Even before anyone votes in Iowa and New Hampshire, however, Dean has already won the Jan Schakowsky primary. And that may be even more important to his nomination prospects. Schakowsky, an aggressive progressive who is one of the few grassroots organizers currently serving in Congress, does not live anywhere near Iowa or New Hampshire. She represents the northwest side of Chicago and liberal suburbs like Evanston, and she flexes her electoral muscles in the historically rough-and-tumble politics of Cook County, Illinois, not the farm country of the rural Midwest or the small towns of New England. The Illinois primary isn’t until March 16, two months after Iowa decides. So how could Schakowsky’s endorsement, which was barely noted outside her home state, possibly matter as much as the superhyped results from the first caucus and primary states?

The answer is that contests for the Democratic and Republican presidential nominations are not marathons run by dynamic contenders who merely gather bursts of energy from good finishes in snowbound Iowa or New Hampshire and then develop what a losing contender for the 1980 GOP nod, George H.W. Bush, referred to as “the Big Mo.” It is important to remember that the momentum Bush I achieved with a surprise win in the Iowa caucuses that year was insufficient to overcome broad enthusiasm in state parties for the man he upset there, Ronald Reagan. Bush poured most of his energy into securing Iowa, but Reagan had a national network of supporters, and that made all the difference.

Rather than marathons, nomination contests are actually fifty state relay races. Momentum surely matters, but not as much as backing from local politicos and activists who take responsibility for winning state after state for the candidate who has secured their support. If Iowa or New Hampshire really were definitional, Estes Kefauver, Gary Hart and Dick Gephardt should have been Democratic nominees, while Pat Robertson, Pat Buchanan and John McCain should have carried the GOP banner. They all secured high-profile victories in New Hampshire primaries or Iowa caucuses only to find they lacked the support they needed in the other forty-eight states. Former California Governor Jerry Brown, who made three runs for the Democratic presidential nomination in three different decades, argues that it is this “state-by-state combat” that decides nominations, not showboating wins in Iowa or New Hampshire. “All fifty states send delegates to the convention,” says Brown. “When you start counting delegates, you understand that they all matter.”

Of course, Dean wants to win Iowa and New Hampshire–and if late polls are to be believed, he could take both. But he doesn’t want to be the Hart or McCain of the 2004 race; he wants to head the Democratic ticket. To that end, he and his aides have developed a fifty-state strategy designed to beat the field early and prevail later against the one or two who survive to challenge him in the big-state primaries of late February and early March, when most of the 4,322 delegates will be selected. With just weeks to go before the first votes are cast, one Democratic National Committee insider summed things up by saying, “The assumption now is that Dean will come out of Iowa and New Hampshire strong. That’s not the question anymore. The question is, Who will emerge as the anti-Dean, the candidate who becomes the alternative and then fights it out with Dean in the later primaries?”

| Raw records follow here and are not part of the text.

PR #906, opened 2024-04-26
Explicitly import all names 2

KnutAM:
xref #905 

Just noticed these when merging #692 

Most important was the `import Base: push!`, but figured preferences should also be imported in `src/Ferrite.jl` instead of in the utils

I guess `using Preferences: Preferences` is equivalent to `import Preferences`, but I changed it just to be consistent with the remaining statements.

### DIFF
--- a/src/deprecations.jl
+++ b/src/deprecations.jl
@@ -1,8 +1,7 @@
 Base.@deprecate_binding DirichletBoundaryConditions ConstraintHandler
 Base.@deprecate_binding DirichletBoundaryCondition Dirichlet
 
-import Base: push!
-@deprecate push!(dh::AbstractDofHandler, args...) add!(dh, args...)
+@deprecate Base.push!(dh::AbstractDofHandler, args...) add!(dh, args...)
 
 @deprecate vertices(ip::Interpolation) vertexdof_indices(ip) false
 @deprecate faces(ip::Interpolation) facedof_indices(ip) false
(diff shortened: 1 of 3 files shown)


src/deprecations.jl
```diff
@@ -1,8 +1,7 @@
 Base.@deprecate_binding DirichletBoundaryConditions ConstraintHandler
 Base.@deprecate_binding DirichletBoundaryCondition Dirichlet
 
-import Base: push!
-@deprecate push!(dh::AbstractDofHandler, args...) add!(dh, args...)
+@deprecate Base.push!(dh::AbstractDofHandler, args...) add!(dh, args...) false
```
fredrikekre, line 4: I have a vague recollection that this doesn't work which is why there was an explicit import before.

KnutAM: Yes, seems like the required export_old is not available on 1.6
I guess we could change to
``` 
function Base.push!(dh::AbstractDofHandler, args...) 
    @warn "push!(dh::DofHandler, args...) is deprecated, use add!(dh, args...) instead" maxlog=1
    return add!(dh, args...)
end
```
what do you think?

fredrikekre: What was the problem with the existing code? I think for 1.0 we will just make all of these errors and then we can use the `Base.push!` pattern.

KnutAM: > What was the problem with the existing code?

Just that `push!` could be overloaded anywhere in the codebase without explicitly calling `Base.push!` (such a well-known function, so shouldn't be a problem, but AFAIU that was the reason for preferring e.g. `using Base: push!` over `import Base: push!`?

But if we remove it, then it doesn't matter and I'll close this PR :)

The search for an anti-Dean is not entirely motivated by ideological animus and political intrigue. It’s true that much of the establishment, especially those tied to the corporate-funded Democratic Leadership Council, want to avert a Dean nomination to retain party influence. But it’s also true that many who want to beat Bush sincerely doubt that Dean, a hotheaded candidate who is hardly consistent in his positions and who has a penchant for highly controversial statements and actions, is up to the task. This mix of concern for self-interest and national interest holds the promise of meaningful financial and strategic support for the candidate who emerges as the anti-Dean. All of Dean’s major opponents are jockeying to be that man.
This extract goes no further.